La procedura è sempre la stessa. Una ditta affiliata a Vaselli, per esempio mettiamo alla Società Palazzine Valadier, costruisce un piccolo blocco di abitazioni all’estremo di un terreno di cui il conte è proprietario; un’altra società, non meno fittizia, fa analogo lavoro all’altra estremità. Di colpo l’area che si trova in mezzo alle due zone costruite sale di valore. La città si estende da quella parte. Le grandi ditte costruttrici allora vendono e lasciano costruire alle piccole.
Con questi metodi, sollecitati dalla speculazione sulle aree, l’edilizia romana non ha cessato di svilupparsi. Dai 26.673 vani costruiti nel ’50 si è passati ai 41.881 del ’52 e ai 75.127 del ’54. La media annua in questo periodo è stata di 46.762. la più alta in tutta Italia. Sono alloggi i cui fitti vanno da un minimo di 30-35.000 lire per appartamenti di tre vani dove la fabbricazione ha carattere intensivo, a massimi che toccano le 100.000 nelle palazzine o nei villini delle zone favorite.
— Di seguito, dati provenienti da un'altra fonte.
PR #160, opened 2022-01-26
feat: Get Apollo Federation to work with GraphQL 1.13.x

daemonsy:
This is a PR to gauge the effort to get the library working with GraphQL 1.13. 

## The flow and tasks: 

- Pre upgrade work or blockers 
  - [x]  Remove GraphQL1.9.x support
  - [x] Upstream specs that should pass in all versions
  - [x] ~~Fix semantic release issue that keeps changing google-protobuf to a platform specific version #169~~ This is a monster on its own :( 
- [x] Merge required code changes
- [x] Discuss deprecations and removals (e.g. I think it's wise to remove support for GraphQL 1.9 at this point) 
- [x] Test it in internal app 
- ~~[ ] Release new major version of the gem~~ (there's no breaking changes, in fact no code changes, so we should be good to release a minor version)


lib/apollo-federation/has_directives.rb
```diff
@@ -9,7 +9,7 @@ def add_directive(name:, arguments: nil)
       @federation_directives << { name: name, arguments: arguments }
     end
 
-    def to_graphql
+    def to_graphql(*args, **kwargs)
```
daemonsy, line 12: Self note: Check out the definition change in `#to_graphql` and how this method is used

gemfiles/graphql_1.13.gemfile.lock
```diff
@@ -0,0 +1,126 @@
...
+  pry-byebug
+  rack
+  rake
+  rspec
+  rubocop (~> 0.72.0)
+  rubocop-rspec
+  ruby-debug-ide
+
+BUNDLED WITH
+   2.1.4
```
daemonsy, line 126: We should use bundler 2.3.x

spec/apollo-federation/service_field_spec.rb
```diff
@@ -408,75 +406,64 @@ def self.visible?(context)
       )
     end
 
-    context 'with a filter' do
+    context 'context in schema generation' do
```
daemonsy, line 409: This test broke in 1.13.x, because there's a [new validation](https://github.com/rmosolgo/graphql-ruby/blob/a7daf8fc1fc6e626a8597c4a5e978fddf1fdafb9/lib/graphql/static_validation/rules/query_root_exists.rb#L8) in GraphQL Ruby that warns against having an empty schema, but we were asserting that "Field '_service' doesn't exist on type 'Query'". 

After looking at the [original PR](https://github.com/Gusto/apollo-federation-ruby/pull/50) that introduced this, I think the intent is to make sure that `Schema.federation_sdl` respects context and uses it generation. 

See https://graphql-ruby.org/authorization/visibility.html

I struggled with fixing it trying to get the right indirect error message across different GraphQL versions. Also, I think schema level filters are deprecated? I can't find docs on it anymore on [graphql-ruby](https://github.com/rmosolgo/graphql-ruby). 

So with that, I rewrote the test to basically assert that we're using the context in SDL generation. Further improvements welcome.

daemonsy (commented):
Initial self review

Gemfile.lock
```diff
@@ -42,7 +42,7 @@ GEM
     debase-ruby_core_source (0.10.9)
     diff-lcs (1.3)
     erubi (1.9.0)
-    google-protobuf (3.19.3-x86_64-linux)
+    google-protobuf (3.19.3-x86_64-darwin)
```
daemonsy, line 45: :warning: on why there is the platform lock

geshwho (approved):
LGTM!

daemonsy:
@grxy and @geshwho [Public convo] I'm going to test this on an internal app, if it looks good and y'all are good with the code changes, will :shipit:. 

Looking at the changes, it looks like it should be a minor bump, no breaking changes. Folks using GraphQL 1.13 will find it working correctly as expected.

Issue #161, opened 2022-01-26
Remove support for GraphQL 1.9.x


daemonsy:
- It creates additional complexity in this codebase 
- It's pretty old at this point and has a lot of breaking changes compared to GraphQL 1.13.x

PR #165, opened 2022-01-26
fix: Remove disclaimer and change badge to branch main

### LINKED ISSUE #118: Readme Beta Comment
:wave: Hello, thank you for this fantastic contribution to graphql ruby. 

Is this system actually in "beta" mode as the README state?  I have used this in a relatively complex scenario and it seems to be fully spec compliant.  

If that is the case, would you accept a PR to remove the beta declaration out of the README?

Thanks again!

daemonsy:
I realized I did the previous commit wrongly #161 where we are supposed to have the `BREAKING CHANGE: <reason>` label in the footer of the commit message. 

This should be a docs PR, but noob with semantic release, not sure if it will pick up the change and release the gem. 

- Changes the CircleCI badge to `main` branch 
- Removes beta badge and closes #118 

I'd like to fully remove the disclaimer section if we can switch to using GraphQL Ruby's client directives.


geshwho (approved):
nit: The title can also be updated to remove the "change badge to branch main" part.

Otherwise, LGTM!

PR #166, opened 2022-01-27
fix: Bump protobuf to 3.19 and lock on minor version

daemonsy:
1. In https://github.com/Gusto/apollo-federation-ruby/pull/150, the intention was to remove the platform lock. In that PR, `google-protobuf` was locked to `3.13.x` as per the gemspec and specs. 

2. However in reality, consumers could have been installing `3.19.x` which I think is very common. We should relax the lock to minor version which lets people bump to the latest minor version. 

3. But I've also bumped the requirement to `~> 3.19` because of this [CVE](https://cve.mitre.org/cgi-bin/cvename.cgi?name=CVE-2021-22569) 

This should result in a bump to `2.1.0` and that should be alright because of point 2 and if you're locked to below protobuf `3.19`, the major release should guard that

### DIFF
--- a/Gemfile.lock
+++ b/Gemfile.lock
@@ -2,7 +2,7 @@ PATH
   remote: .
   specs:
     apollo-federation (2.0.0)
-      google-protobuf (~> 3.13.0)
+      google-protobuf (~> 3.19)
       graphql (>= 1.10.14)
 
 GEM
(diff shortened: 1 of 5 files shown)


geshwho (approved):
LGTM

Abbiamo detto l’edilizia romana, ma avremmo dovuto precisare: l’edilizia romana privata. La situazione di quella pubblica infatti è molto meno brillante.
In sette anni l’Ina-Case che dovrebbe assicurare ai meno abbienti fitti economici mai superiori alle 10.000 lire al mese ha allestito soltanto 6300 alloggi pari a 31.110 vani. L’Istituto Case Popolari non ha nemmeno raggiunto queste cifre. E tuttavia è proprio in questo campo che la richiesta è enorme. Vi sono nella città 66.467 alloggi con un indice di affollamento superiore alle due persone per vano. Vi vive il trenta per cento della popolazione. In 25.000 alloggi l’affollamento supera le tre persone per vano. Poi ci sono le 28.000 famiglie che vivono nelle baracche, spesso in vista, come accade per il campo Parioli, delle zone di lusso dove più sfrenata è stata la speculazione sulle aree che li condanna a quella vita miserabile.
Volendo risolvere in dieci anni il problema della casa per i romani (oltre all’eliminazione delle baracche e alla riduzione dell’affollamento è necessario sostituire le case logore e provvedere alle 35.000 persone che ogni anno affluiscono nella capitale) l’ufficio statistica del Comune ha calcolato che bisognerebbe costruire 80.000 vani all’anno. L’edilizia privata è quasi arrivata, nel ’54, a questa cifra. Ma essa offre un prodotto che si rivolge a tutt’altro mercato. E, monopolizzando a suo profitto le aree, impedisce che un’edilizia economica abbia il suo naturale sviluppo.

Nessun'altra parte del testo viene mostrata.